Judge of the Supreme Court of New South Wales
- Incumbent
- Assumed office 15 August 2023
- Nominated by: Michael Daley
- Appointed by: Margaret Beazley

Personal details
- Born: Sydney, New South Wales, Australia
- Spouse(s): Kathryn (died 2013) Kate (m. 2020)
- Children: 1
- Alma mater: University of New South Wales (BCom, LLB) University of Cambridge (LLM)
- Occupation: Judge, barrister, solicitor

= Anthony McGrath (judge) =

Australian judge

Anthony McGrath is an Australian judge who has served as a judge of the Supreme Court of New South Wales in its Equity Division since 2023.

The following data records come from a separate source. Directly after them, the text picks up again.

PR #3709, opened 2016-08-05
Fixes #15232 - Showing inherited roles from User groups to user's tab

dhlavac:
Added showing inherited roles from User groups to user's tab

### DIFF
--- a/app/views/api/v2/users/show.json.rabl
+++ b/app/views/api/v2/users/show.json.rabl
@@ -2,6 +2,13 @@ object @user
 
 extends "api/v2/users/main"
 
+child @user.cached_usergroups.uniq => :cached_usergroups do
+  extends "api/v2/usergroups/base"
+  child :roles do
+    extends "api/v2/roles/base"
+  end
+end
+
 child :auth_source do
   extends "api/v2/auth_source_ldaps/base"
 end
@@ -16,6 +23,9 @@ end
 
 child :usergroups do
   extends "api/v2/usergroups/base"
+  child :roles do
+      extends "api/v2/roles/base"
+  end
 end
 
 node do |user|
--- a/app/views/users/_form.html.erb
+++ b/app/views/users/_form.html.erb
@@ -73,12 +73,49 @@
     <div class='tab-pane' id='roles'>
       <%= checkbox_f f, :admin if User.current.can_change_admin_flag? %>
       <%= multiple_checkboxes f, :roles, @user, Role.givable.for_current_user,
-                               { :label => _('Roles')}, {:disabled => @editing_self ? Role.givable.for_current_user.pluck(:id) : false } %>
+                              { :label => _('Roles')}, {:disabled => @editing_self ? Role.givable.for_current_user.pluck(:id) : false } %>
+      <% usergroups = @user.cached_usergroups.includes(:roles).uniq %>
+      <% if usergroups.any? %>
+        <div class="form-group">
+          <label class="col-md-2 control-label" for="roles"><%= _("Roles from user groups") %></label>
+          <div class="col-md-5">
+            <div class="dropdown">
+              <button class="btn btn-default dropdown-toggle" type="button" id="usergroupsDropdownMenuBtn" data-toggle="dropdown">
+                <%= usergroups.first %>
+                <span class="caret"></span>
+              </button>
+              <ul class="dropdown-menu" role="menu" aria-labelledby="usergroupsDropdownMenuBtn">
+                <% usergroups.each do |usergroup| %>
+                    <li role="presentation"><a role="menuitem" tabindex="-1" onclick=tfm.tools.userInheritedRolesUpdater(<%=usergroup.id %>)><%= usergroup %></a></li>
+                <% end %>
+              </ul>
+            </div>
+            <ul class="list-group" id='roles_tab'>
+              <% usergroups.each do |usergroup|  %>
+                  <% unless usergroup.roles.map(&:name).any? %>
+                      <li data-id="<%= usergroup.id %>" class="list-group-item"><%= _('This group has no roles') %></li>
+                  <%end %>
+                <% usergroup.roles.map(&:name).each do |role_name| %>
+                  <li data-id="<%= usergroup.id %>" class="list-group-item hidden"><%= role_name %></li>
+                <% end %>
+              <% end %>
+            </ul>
+          </div>
+        </div>
+      <% end  %>
     </div>
     <%= render 'taxonomies/loc_org_tabs', :f => f, :obj => @user,
                :html_options => user_taxonomies_html_options(@user)
-      %>
+    %>
   </div>
 
   <%= submit_or_cancel f %>
 <% end %>
+
+<% if @user.cached_usergroups.any? %>
+  <script>
+      $(function() {
+        tfm.tools.userInheritedRolesUpdater(<%= @user.cached_usergroups.uniq.first.id %>)
+      });
+  </script>
+<% end  %>
--- a/webpack/assets/javascripts/foreman_tools.js
+++ b/webpack/assets/javascripts/foreman_tools.js
@@ -35,3 +35,11 @@ export function activateDatatables() {
     });
   });
 }
+
+export function userInheritedRolesUpdater(id) {
+  $('#roles_tab li').hide();
+  $("#roles_tab li[data-id = '" + id + "']").show();
+  $('.dropdown-menu li a').click(function () {
+    $(this).parents('.dropdown').find('.btn').html($(this).text() + ' <span class="caret"></span>');
+  });
+}
--- a/app/assets/stylesheets/users.scss
+++ b/app/assets/stylesheets/users.scss
@@ -22,3 +22,8 @@
     font-size: 10px;
   }
 }
+
+.list-group{
+  max-height: 200px;
+  overflow-y:scroll;
+}


ares:
[test]

ares:
Another part of the issue was adding the list to the API/hammer output.

app/controllers/users_controller.rb
```diff
@@ -9,7 +9,7 @@ class UsersController < ApplicationController
   after_action       :update_activity_time, :only => :login
 
   def index
-    @users = User.authorized(:view_users).except_hidden.search_for(params[:search], :order => params[:order]).includes(:auth_source, :cached_usergroups).paginate(:page => params[:page])
+    @users = User.authorized(:view_users).except_hidden.search_for(params[:search], :order => params[:order]).includes(:auth_source, :cached_usergroups).paginate(:page => params[:page]).includes(:cached_usergroups)
```
dLobatog: This is already including `:cached_usergroups` - see the  method call before `paginate`

app/views/users/_form.html.erb
```diff
@@ -69,12 +69,28 @@
     <div class='tab-pane' id='roles'>
       <%= checkbox_f f, :admin if User.current.can_change_admin_flag? %>
       <%= multiple_checkboxes f, :roles, @user, Role.givable.for_current_user,
-                               { :label => _('Roles')}, {:disabled => @editing_self ? Role.givable.for_current_user.pluck(:id) : false } %>
+                              { :label => _('Roles')}, {:disabled => @editing_self ? Role.givable.for_current_user.pluck(:id) : false } %>
+      <div class="form-group">
+        <% if @user.cached_usergroups.uniq.any? %>
```
dLobatog: Please make this `if` condition show/hide the entire div, not just the title. Also use `.usergroups`, not `.cached_usergroups` - and no need for `.uniq` as far as I know

app/views/users/_form.html.erb
```diff
@@ -69,12 +69,28 @@
...
+            <label class="col-md-2 control-label" for="roles">Roles inherited from user groups</label>
+        <% end  %>
+        <div class="col-md-5">
+          <% @user.cached_usergroups.uniq.each do |usergroup| %>
```
dLobatog: Ditto, `.usergroups`

app/views/users/_form.html.erb
```diff
@@ -69,12 +69,28 @@
...
+                <h5><%= link_to_if_authorized trunc_with_tooltip(usergroup.name), hash_for_edit_usergroup_path(:id => usergroup.id).merge(:auth_object => usergroup, :authorizer => authorizer) %></h5>
+              <div class="row">
+                <div class="col-lg-offset-1">
+                  <%=usergroup.roles.map(&:name).join(', ')%>
```
dLobatog: Nitpick, missing spaces between the tags and the code inside

app/views/users/_form.html.erb
```diff
@@ -69,12 +69,28 @@
     <div class='tab-pane' id='roles'>
       <%= checkbox_f f, :admin if User.current.can_change_admin_flag? %>
       <%= multiple_checkboxes f, :roles, @user, Role.givable.for_current_user,
-                               { :label => _('Roles')}, {:disabled => @editing_self ? Role.givable.for_current_user.pluck(:id) : false } %>
+                              { :label => _('Roles')}, {:disabled => @editing_self ? Role.givable.for_current_user.pluck(:id) : false } %>
+      <div class="form-group">
+        <% if @user.cached_usergroups.uniq.any? %>
+            <label class="col-md-2 control-label" for="roles">Roles inherited from user groups</label>
```
dLobatog: Nitpick, if you can shorten it to `Roles from user groups` that'd be good, it looks kind of odd now
screenshot from 2016-08-08 08-06-46
screenshot from 2016-08-08 08-07-24

dLobatog:
@dhlavac Thanks, there are a few comments I left inline but overall it's interesting info to have in this tab plus the implementation is easy. 

We try to follow Patternfly as to provide users the same kind of look&feel in all enterprise applications, I looked at the patterns trying to find something that would fit this, as the plan list of words is a little dry. Can you look into displaying groups as [an accordion](http://www.patternfly.org/pattern-library/widgets/#accordion)? Every group would display the roles upon click, it seems a bit more user friendly and pleasing to the eye, not sure what you think.

Thanks again!

ares:
I'll let @dhlavac to respond to other comments, just one reaction from my side.

> Can you look into displaying groups as an accordion?

We tried that and it's not a good fit, user typically don't have many user groups and user group also does not have many roles so clicking to see what roles are assigned is extra burden. I'd be fine with restyling the list but I'd prefer to see the list of roles right away.

app/views/users/_form.html.erb
dhlavac: It doesn't work when using only `.usergroups`. Because it doesn't show usergroups and roles from the other usergroups when one usergroup contains another one.

app/views/users/_form.html.erb
dhlavac: Ditto, as previous comment.

app/views/users/_form.html.erb
ares: Note that the `cached_usergroups` relation contains all user groups including those that are part of directly associated user groups. That's why we have the cache association there. They might be duplicated since multiple user groups can contain the same user group which is why we need `uniq`.

ares:
[test]

app/views/api/v2/users/show.json.rabl
```diff
@@ -16,6 +23,9 @@ end
 
 child :usergroups do
   extends "api/v2/usergroups/base"
+  child :roles do
+      extends "api/v2/roles/base"
+    end
```
ares: indentation is off

ares:
thanks, you need to rebase it to get rid of hound-ci bot

dhlavac:
@ares Thank you

ares:
[test foreman]

dLobatog:
@rohoover Mind to take a look at this?

We're looking for the best way to display the roles that an user has, including those coming from the user group. The form needs to allow users to have their own roles that are set no matter if it's on an user group or not, so the duplicity you see in the "roles" list above is fine.

screenshot from 2016-09-06 11-30-29

Thanks!

Rohoover:
If the main issue is displaying the "Roles from user groups", it would be nice to use a list view with a drop down. The drop down being the group the user would wish to see roles for. This might save "space" for users who are in multiple groups such as the example above. The list view (or perhaps a table) would give a clearer view of all the roles assigned vs in paragraph format where it's difficult to breeze through the information. Let me know if you guys would like a wireframe or high fidelity mockup for this.

dhlavac:
@Rohoover can you send me a wireframe ?

Rohoover:
@dhlavac Sure. Give me a little bit. In an all day meeting, but I'll hack away at it during the meetings.

Rohoover:
Here is a mockup. Changing the drop down changes the roles within the list group. Add the scroll if necessary. The fixed height of the role area will reduce any shifts in the content below from user groups that have lots of roles. I did not include the outline of the box because there are already two outlined boxes at the top, adding a third may not be ideal for visual hierarchy. Let me know what you think or any feedback.
userroledisplay

ares:
Ok, works for me. I don't think user will have more than few user groups and user group would have more than few roles. If the select box will load first (and I think usually the only) user group automatically it will show most important info right away and will work with more complicated setups too. @dhlavac could you please incorporate patternfly [dropdowns](http://www.patternfly.org/pattern-library/widgets/#dropdowns) and [lists](http://www.patternfly.org/pattern-library/widgets/#list-group)?

dhlavac:
@ares sure and @Rohoover thank you for wireframe

dhlavac:
@ares @dLobatog @Rohoover can you look at that ?

webpack/assets/javascripts/foreman_tools.js
```diff
@@ -35,3 +35,11 @@ export function activateDatatables() {
     });
   });
 }
+
+export function UserInheritedRolesUpdater(id) {
```
ares: function name should start with small `u` I think

webpack/assets/javascripts/foreman_tools.js
```diff
@@ -35,3 +35,11 @@ export function activateDatatables() {
...
+  $("#roles_tab li[data-id = '" + id + "']").show();
+  $("#roles_tab li[data-id != '" + id + "']").hide();
```
ares: would it be better to first hide all `li`s and then show the right one? that way you wouldn't have to evaluate `!= id` for each `li` I think

something like

```
$("#roles_tab li]").hide();
$("#roles_tab li[data-id = '" + id + "']").show();
```

app/views/users/_form.html.erb
```diff
@@ -69,12 +69,46 @@
...
+    <%= submit_or_cancel f %>
 <% end %>
+
+<script>
+  <% if @user.cached_usergroups.any? %>
+    $(function() {
+      tfm.tools.UserInheritedRolesUpdater(<%= @user.cached_usergroups.uniq.first.id %>)
+    });
+  <% end  %>
+</script>
```
ares: nit: missing eol

app/views/users/_form.html.erb
```diff
@@ -69,12 +69,46 @@
...
-      %>
+    %>
   </div>
 
-  <%= submit_or_cancel f %>
+    <%= submit_or_cancel f %>
 <% end %>
+
+<script>
+  <% if @user.cached_usergroups.any? %>
```
ares: this should be wrapping the whole `<script>` IMHO

app/views/users/_form.html.erb
```diff
@@ -69,12 +69,46 @@
...
+      <% end  %>
     </div>
     <%= render 'taxonomies/loc_org_tabs', :f => f, :obj => @user,
                :html_options => user_taxonomies_html_options(@user)
-      %>
+    %>
   </div>
 
-  <%= submit_or_cancel f %>
+    <%= submit_or_cancel f %>
```
ares: this is probably not intentional

app/views/users/_form.html.erb
```diff
@@ -69,12 +69,46 @@
     <div class='tab-pane' id='roles'>
       <%= checkbox_f f, :admin if User.current.can_change_admin_flag? %>
       <%= multiple_checkboxes f, :roles, @user, Role.givable.for_current_user,
-                               { :label => _('Roles')}, {:disabled => @editing_self ? Role.givable.for_current_user.pluck(:id) : false } %>
+                              { :label => _('Roles')}, {:disabled => @editing_self ? Role.givable.for_current_user.pluck(:id) : false } %>
+      <% usergroups = @user.cached_usergroups.uniq %>
```
ares: I think `includes(:roles)` would help with (n+1) sql query issue on line 91 (haven't tested though)

app/views/users/_form.html.erb
```diff
@@ -69,12 +69,46 @@
...
+              </button>
+              <ul class="dropdown-menu" role="menu" aria-labelledby="dropdownMenu1">
+                <% usergroups.each do |usergroup| %>
+                    <li role="presentation"><a role="menuitem" tabindex="-1" onclick=tfm.tools.UserInheritedRolesUpdater(<%=usergroup.id %>)><%= usergroup %></a></li>
+                <% end %>
+              </ul>
+            </div>
+            <ul class="list-group" id='roles_tab'>
+              <% usergroups.each do |usergroup|  %>
+                <% usergroup.roles.map(&:name).each do |every_role| %>
```
ares: I think `role` or `role_name` as a variable name would be better

ares (changes requested):
I added few code related comments, otherwise it works and looks good.

ares (approved):

dhlavac:
@ares related changes - done

app/controllers/api/v2/users_controller.rb
```diff
@@ -23,6 +23,7 @@ class UsersController < V2::BaseController
       param :auth_source_ldap_id, String, :desc => N_("ID of LDAP authentication source")
       param :usergroup_id, String, :desc => N_("ID of user group")
       param :role_id, String, :desc => N_("ID of role")
+      param :cached_usergroups, Hash, :desc => N_("List all user groups included inherited user groups")
```
tstrachota: @dhlavac what is this parameter for?

app/views/users/_form.html.erb
```diff
@@ -73,12 +73,46 @@
...
       <%= multiple_checkboxes f, :roles, @user, Role.givable.for_current_user,
-                               { :label => _('Roles')}, {:disabled => @editing_self ? Role.givable.for_current_user.pluck(:id) : false } %>
+                              { :label => _('Roles')}, {:disabled => @editing_self ? Role.givable.for_current_user.pluck(:id) : false } %>
+      <% usergroups = @user.cached_usergroups.includes(:roles).uniq %>
+      <% if usergroups.any? %>
+        <div class="form-group">
+          <label class="col-md-2 control-label" for="roles">Roles from user groups</label>
+          <div class="col-md-5">
+            <div class="dropdown">
+              <button class="btn btn-default dropdown-toggle" type="button" id="dropdownMenu1" data-toggle="dropdown">
```
tstrachota: Could you please give it some more meaningful id? Eg. `usergroupsDropdownBtn` or some other less generic name.

app/views/users/_form.html.erb
```diff
@@ -73,12 +73,46 @@
...
+                <%= usergroups.first %>
```
tstrachota, line 84: If you wrap this name with a span and give it a class or id, you can avoid inserting `<span class="caret"></span>` on each click.

tstrachota:
Works fine, @dhlavac I added couple of nitpick notes to the code.

One more thing that might by worth improving is how groups with no roles are displayed:
screenshot from 2016-11-15 13 46 02

I understand that it's technically correct behaviour - it displays empty list, but I'm afraid that it might appear broken to users. What if we added text "This group has no roles" or something similar instead?
@ares @Rohoover what do you think?

Rohoover:
@tstrachota 

Yes, I think having that type of messaging would be good.

app/views/users/_form.html.erb
dhlavac: I already tried that, but it doesn't work properly

app/controllers/api/v2/users_controller.rb
dhlavac: Actually I don't remember, but I thing it is from last commit and I forgot delete it

dhlavac:
@tstrachota added text to list when usergroup have no roles and little changes that you mentioned

app/views/users/_form.html.erb
```diff
@@ -73,12 +73,49 @@
...
       <%= multiple_checkboxes f, :roles, @user, Role.givable.for_current_user,
-                               { :label => _('Roles')}, {:disabled => @editing_self ? Role.givable.for_current_user.pluck(:id) : false } %>
+                              { :label => _('Roles')}, {:disabled => @editing_self ? Role.givable.for_current_user.pluck(:id) : false } %>
+      <% usergroups = @user.cached_usergroups.includes(:roles).uniq %>
+      <% if usergroups.any? %>
+        <div class="form-group">
+          <label class="col-md-2 control-label" for="roles"><%= _("Roles from user groups") %></label>
+          <div class="col-md-5">
+            <div class="dropdown">
+              <button class="btn btn-default dropdown-toggle" type="button" id="dropdownMenu1" data-toggle="dropdown">
```
tstrachota: @dhlavac I guess you forgot to change `dropdownMenu1` to `usergroupsDropdownMenuBtn` here.

dhlavac: @tstrachota thank you

ares:
Foreman failure unrelated, dashboard integration on one combination. Thanks to all participants and of course extra thanks to @dhlavac. Merged as 2a3ede3c19f058a65088cb4a5a9df6fdda6f50f9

== Early life and education ==
McGrath was born in Sydney to Tony McGrath AM and Jill McGrath. He was one of five children, the only boy among four sisters. The family lived in the United Kingdom and New Zealand before returning to Australia.

McGrath graduated with a Bachelor of Commerce and a Bachelor of Laws from the University of New South Wales. In 1987 he served as tipstaff to Justice Harold Glass of the New South Wales Court of Appeal, and subsequently as tipstaff and research assistant to President Michael Kirby. In 1989 he was awarded a Master of Laws from the University of Cambridge.

== Career ==
Following his studies, McGrath commenced as a solicitor at Mallesons, where he later became a partner.

He was called to the New South Wales Bar in 2000, becoming a member of 12 Wentworth Selborne Chambers. He was appointed Senior Counsel in 2013.

His principal areas of practice were equity, commercial law, corporations law, trade practices and competition, professional negligence, banking, inquests and commissions of inquiry. He was Counsel Assisting the Independent Commission Against Corruption Inquiry Operation Misto in 2015.

== Judicial career ==
On 15 August 2023, McGrath was sworn in as a judge of the Supreme Court of New South Wales, assigned to its Equity Division. His appointment replaced Justice Philip Hallen, who retired from the court.

== Personal life ==
McGrath's first wife, Kathryn, whom he married in March 1990, died of breast cancer in 2013. They had one daughter, Megan. He married his second wife, Kate, in 2020.